La chiusura degli “Incontri con l’autore e con il vino” passa quest’anno da una pagina centrale della storia friulana. Giovedì 3 settembre 2026, alle 18.30, il PalaPineta di Lignano ospiterà Toni Capuozzo, chiamato a concludere la rassegna con il suo libro “Una piccola guerra. Il 6 maggio del Friuli”, uscito per Edizioni Biblioteca dell’Immagine.
Per il pubblico di Prima Friuli sarà un appuntamento che unisce memoria civile e racconto del territorio. A dialogare con Capuozzo ci sarà Alberto Garlini, in un confronto che riporta al centro il sisma del 1976, ferita profonda ma anche passaggio decisivo nella storia della ricostruzione friulana.
Un libro che torna sui giorni del 1976
Nel volume, il giornalista ripercorre ciò che accadde cinquant’anni dopo quella notte, mescolando esperienza personale e cronaca. Dentro il libro trovano spazio anche gli articoli scritti in quei mesi, dalle tensioni nelle tendopoli fino alla lunga fase in cui il Friuli ha rimesso in piedi case, paesi e relazioni sociali.
Il titolo scelto da Capuozzo restituisce bene il senso di quella devastazione: una guerra senza eserciti e senza fronte, ma capace di travolgere vite, famiglie e comunità. Eppure, proprio da quella rottura, emerse una risposta collettiva che ancora oggi viene ricordata come uno dei tratti più forti dell’identità friulana.
La serata di Lignano assume quindi un valore che va oltre la semplice presentazione editoriale.
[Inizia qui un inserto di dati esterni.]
PR #4607, opened 2021-12-15
Upgrade to sabberworm/php-css-parser 8.4

TimWolla:
This comes with native PHP 8.1, avoiding the need to install from our fork.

Per il Friuli è anche un’occasione pubblica di riflessione su come il territorio abbia saputo reagire, affidandosi alla tenuta delle comunità locali e alla scelta di ricostruire senza abbandonare i centri colpiti.
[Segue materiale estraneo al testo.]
PR #4608, opened 2021-12-19
Overhaul of the mobile menu

dtdesign:
**This PR is currently in work and used to keep track of outstanding tasks.**

* [x] General
  * [x] Missing phrases for the a11y labels (search for `TODO`).
  * [x] Overflow behavior is not yet tested on tablets.
  * [x] The mobile header needs to be updated.
  * [x] Indicator for `.badge.badgeOutstanding` is missing from the icons.
  * [x] Padding at the bottom to account for the browser UI.
  * [x] Missing `aria-label` for the menu buttons.
  * [x] Breaks the admin panel during the login, possibly affects the setup too.
* [x] User
  * [x] DOM might be rebuilt too often.
  * [x] Currently bricked for guests.
  * [x] Check if the tap targets are large enough (should be 44px).
  * [x] There is no indicator for the number of unread items on the tabs.
  * [x] Suppress hover states for touch devices.
* [x] Main
  * [x] Breaks the admin panel because of the different menu DOM.
  * [x] Enforce a minimum gap between the main menu and the footer menu.
  * [x] Missing visual indication for items with unread content.
  * [x] Incomplete support for non-link items (`a[href="#"]`).
* [x] Clean up
  * [x] Remove the template for the mobile menu.
  * [x] Remove the CSS for the legacy Android swipe menu (conflicts with the browser navigation).
* [x] WCFSetup
  * [x] ~Rebuild the CSS for the setup.~
  * [x] Verify if the setup still works because of the differences in the UI.


com.woltlab.wcf/templates/headIncludeJavaScript.tpl
```diff
@@ -16,6 +16,7 @@
 	var ENABLE_PRODUCTION_DEBUG_MODE = {if ENABLE_PRODUCTION_DEBUG_MODE}true{else}false{/if};
 	var ENABLE_DEVELOPER_TOOLS = {if ENABLE_DEVELOPER_TOOLS}true{else}false{/if};
 	var WSC_API_VERSION = {@WSC_API_VERSION};
+	var PAGE_TITLE = '{PAGE_TITLE|language|encodeJS}';
```
TimWolla, line 19: I really dislike all these global JavaScript variables, because they are not really ergonomic. Especially in TypeScript where they need to be defined in a `.d.ts`. Maybe this could be stored as a `data-` attribute on `<html>` in `documentHeader.tpl`? This one is also easy to access as `document.documentElement`.

ts/WoltLabSuite/Core/Acp/Ui/Page/Menu/Main/Backend.ts
```diff
@@ -0,0 +1,57 @@
+import { MenuItem, PageMenuMainProvider } from "../../../../../Ui/Page/Menu/Main/Provider";
```
TimWolla, line 1: Missing module level comment.

ts/WoltLabSuite/Core/Bootstrap.ts
```diff
@@ -30,9 +30,11 @@ import * as UiEmpty from "./Ui/Empty";
 import * as UiObjectAction from "./Ui/Object/Action";
 import * as UiObjectActionDelete from "./Ui/Object/Action/Delete";
 import * as UiObjectActionToggle from "./Ui/Object/Action/Toggle";
+import { init as initSearch } from "./Ui/Search";
 
 // perfectScrollbar does not need to be bound anywhere, it just has to be loaded for WCF.js
 import "perfect-scrollbar";
+import { PageMenuMainProvider } from "./Ui/Page/Menu/Main/Provider";
```
TimWolla, line 37: This is an odd placement for this `import`. I'd move this up above perfect scrollbar.

ts/WoltLabSuite/Core/Ui/Page/Menu/Container.ts
```diff
@@ -0,0 +1,110 @@
+import { PageMenuProvider } from "./Provider";
```
TimWolla, line 1: Missing module level comment.

ts/WoltLabSuite/Core/Ui/Page/Menu/Main/Frontend.ts
```diff
@@ -0,0 +1,53 @@
+import { MenuItem, MenuItemDepth, PageMenuMainProvider } from "./Provider";
```
TimWolla, line 1: Missing module level comment.

ts/WoltLabSuite/Core/Ui/Page/Menu/Main/Frontend.ts
```diff
@@ -0,0 +1,53 @@
...
+
+function normalizeMenuItem(menuItem: HTMLElement, depth: MenuItemDepth): MenuItem {
+  const anchor = menuItem.querySelector(".boxMenuLink") as HTMLAnchorElement;
+  const title = anchor.querySelector(".boxMenuLinkTitle")!.textContent as string;
+
+  let counter = 0;
+  const outstandingItems = anchor.querySelector(".boxMenuLinkOutstandingItems");
+  if (outstandingItems) {
+    counter = +outstandingItems.textContent!.replace(/[^0-9]/, "");
```
TimWolla, line 10: Use `parseInt(…, 10)`, please. This is much more visible when reading the code.

ts/WoltLabSuite/Core/Ui/Page/Menu/Main/Provider.ts
```diff
@@ -0,0 +1,14 @@
+export type MenuItemDepth = 0 | 1 | 2;
```
TimWolla, line 1: Missing module level comment.

ts/WoltLabSuite/Core/Ui/Page/Menu/Provider.ts
```diff
@@ -0,0 +1,13 @@
+export interface PageMenuProvider {
```
TimWolla, line 1: Missing module level comment. This file, being an interface, would probably also benefit from method-level comments.

ts/WoltLabSuite/Core/Ui/User/Menu/Manager.ts
```diff
@@ -94,6 +94,10 @@ function getView(provider: UserMenuProvider): UserMenuView {
   return views.get(provider)!;
 }
 
+export function getUserMenuProviders(): Set<UserMenuProvider> {
```
TimWolla, line 97: I wonder whether the return value can|should be a `readonly Set`?

ts/WoltLabSuite/Core/Ui/Search.ts
```diff
@@ -0,0 +1,192 @@
+/**
+ * Manages the sticky page header.
```
TimWolla, line 2: Is this accurate?

ts/WoltLabSuite/Core/Ui/Search.ts
```diff
@@ -0,0 +1,192 @@
...
+ *
+ * @author  Alexander Ebert
+ * @copyright  2001-2019 WoltLab GmbH
+ * @license  GNU Lesser General Public License <http://opensource.org/licenses/lgpl-license.php>
+ * @module  WoltLabSuite/Core/Ui/Page/Header/Fixed
```
TimWolla, line 7: This certainly isn't.

ts/WoltLabSuite/Core/Ui/Search.ts
```diff
@@ -0,0 +1,192 @@
...
+
+    if (searchButton.getAttribute("aria-expanded") === "true") {
+      closeSearch();
+
+      searchButton.setAttribute("aria-expanded", "false");
+    } else {
+      if (Environment.platform() === "ios") {
+        _scrollTop = document.body.scrollTop;
+        UiScreen.scrollDisable();
+      }
```
TimWolla, line 87: I assume this was copied from the old implementation and I believe this was because iOS tends to jump around the page. However this warrants a comment.

TimWolla (commented):
A purely diff-based review. Will install this branch and test around later.

com.woltlab.wcf/templates/headIncludeJavaScript.tpl
dtdesign: I thought about it, but placing it on `<html>` is a bit odd, because it may contain UTF-8. There is already the issue of the `<title>` being placed before the meta charset definition, adding another possible UTF-8 sequence before makes it even worse?

ts/WoltLabSuite/Core/Bootstrap.ts
dtdesign: Thanks, it was implicitly added by the IDE.

com.woltlab.wcf/templates/headIncludeJavaScript.tpl
TimWolla: Ah, indeed. Good point. Disregard my suggestion then. I don't have a suggestion for a better location then.

ts/WoltLabSuite/Core/Ui/Page/Menu/Provider.ts
```diff
@@ -1,13 +1,46 @@
...
 
+  /**
+   * Provides the button that is used to change the visibility of the overlay container.
+   */
   getMenuButton(): HTMLElement;
 
+  /**
+   * Suspends the activity of the container and returns any borrowed HTML elements
+   * to their previous position. It is primarily used to restore the UI in case the
+   * mobile view bcomes inactive.
```
jens1o, line 36: `bcomes` should read `becomes` :)

dtdesign: Good catch!

TimWolla (approved):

Il gran finale al PalaPineta
L’appuntamento segna la conclusione dell’edizione 2026 della manifestazione promossa dall’Associazione Lignano nel Terzo Millennio, presieduta da Giorgio Ardito. Il programma è curato da Alberto Garlini insieme al tecnologo alimentare Giovanni Munisso e all’enologo Michele Bonelli.
La formula dell’iniziativa resta quella che il pubblico conosce: libri, dialogo con gli autori e una proposta enologica collegata alla serata. Anche in questo caso, accanto al tema della memoria, ci sarà spazio per un approfondimento legato al mondo vitivinicolo friulano.
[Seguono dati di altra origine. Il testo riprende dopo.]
PR #4611, opened 2021-12-21
Add UploadHandler session cleanup

joshuaruesweg:
Since the sessions stick way longer than with the introduction of the system, it is necessary, to clean up old file uploads in the session storage.

With this patch, a field in the session saves the creation time of the StorageField in the session and delete the field after 24 hours automatically.

### DIFF
--- a/wcfsetup/install/files/lib/system/file/upload/UploadHandler.class.php
+++ b/wcfsetup/install/files/lib/system/file/upload/UploadHandler.class.php
@@ -33,11 +33,24 @@ class UploadHandler extends SingletonFactory
     const VALID_IMAGE_EXTENSIONS = ['jpeg', 'jpg', 'png', 'gif', 'webp'];
 
     /**
+     * @since 5.5
+     */
+    private const UPLOAD_FIELD_SESSION_TIMEOUT = 3600 * 24;
+
+    /**
      * Contains the registered upload fields.
      *
      * @var UploadField[]
      */
     protected $fields = [];
+
+    /**
+     * @inheritDoc
+     */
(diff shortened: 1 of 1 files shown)


wcfsetup/install/files/lib/system/file/upload/UploadHandler.class.php
```diff
@@ -430,6 +444,26 @@ private function getStorage()
...
+    /**
+     * @since 5.5
+     */
+    private function cleanupStorage(): void
+    {
+        $hasChanges = false;
+        $storage = $this->getStorage();
+
+        foreach ($storage as $internalID => $storageData) {
+            if (!isset($storageData['registered']) || $storageData['registered'] < \TIME_NOW - self::UPLOAD_FIELD_SESSION_TIMEOUT) {
```
TimWolla, line 456:
```suggestion
            if (!isset($storageData['registered']) || $storageData['registered'] < (\TIME_NOW - self::UPLOAD_FIELD_SESSION_TIMEOUT)) {
```

wcfsetup/install/files/lib/system/file/upload/UploadHandler.class.php
```diff
@@ -32,13 +32,27 @@ class UploadHandler extends SingletonFactory
      */
     const VALID_IMAGE_EXTENSIONS = ['jpeg', 'jpg', 'png', 'gif', 'webp'];
 
+    /**
+     * @var int
```
TimWolla, line 36:
```suggestion
```

TimWolla (approved):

Il vino scelto per accompagnare l’incontro
Al termine dell’evento saranno presentati i vitigni resistenti di Vcr – Vivai Cooperativi Rauscedo, richiamati dagli organizzatori come esempio concreto della capacità del Friuli di affrontare anche le conseguenze delle calamità naturali guardando all’innovazione.
Si tratta delle varietà Piwi, sviluppate per coniugare qualità del vino e minore necessità di trattamenti, con ricadute significative sul piano della sostenibilità in viticoltura. Un tema che si inserisce con coerenza nello spirito della rassegna, da sempre attenta al legame tra cultura e produzioni del territorio.
Per la serata finale è stato scelto Volturnis®. Viene descritto come il più dinamico tra i figli del Pinot nero, vicino al vitigno d’origine ma con accenti più fruttati e balsamici. Nel profilo aromatico emergono richiami ai frutti rossi, alla ciliegia nera e alla fragola di bosco, con caratteristiche che comprendono anche una buona struttura polifenolica e un elevato contenuto antocianico.
La rete che sostiene la manifestazione
Gli “Incontri con l’autore e con il vino” 2026, insieme alle iniziative collegate come stage di scrittura creativa e cene con l’autore, sono sostenuti dalla Città di Lignano Sabbiadoro, dalla Regione Autonoma Friuli Venezia Giulia, da PromoTurismoFVG, Assoenologi, Società Lignano Pineta, Porto Turistico Marina Uno Resort, Hotel President Lignano, Hotel Marina Uno, Banca360FVG, CiviBank, Ramberti, Adriastrade, Aedificare, Lazzarini Impianti, Officine Zamarian, Repower, Ma.in.cart., Applicatori società cooperativa, Ceda Impianti, Costruzioni Cicuttin, Dersut Caffè, Esternogiorno, Superflex – CBR Tendaggi, T.KOM, Zulianello Paolo, Koki, Artesegno, Lignano Banda Larga e Legnolandia.
Per Lignano sarà quindi una chiusura di rassegna dal forte accento friulano: un incontro che mette insieme il ricordo del terremoto, il valore della ricostruzione e una narrazione del territorio capace di parlare ancora al presente.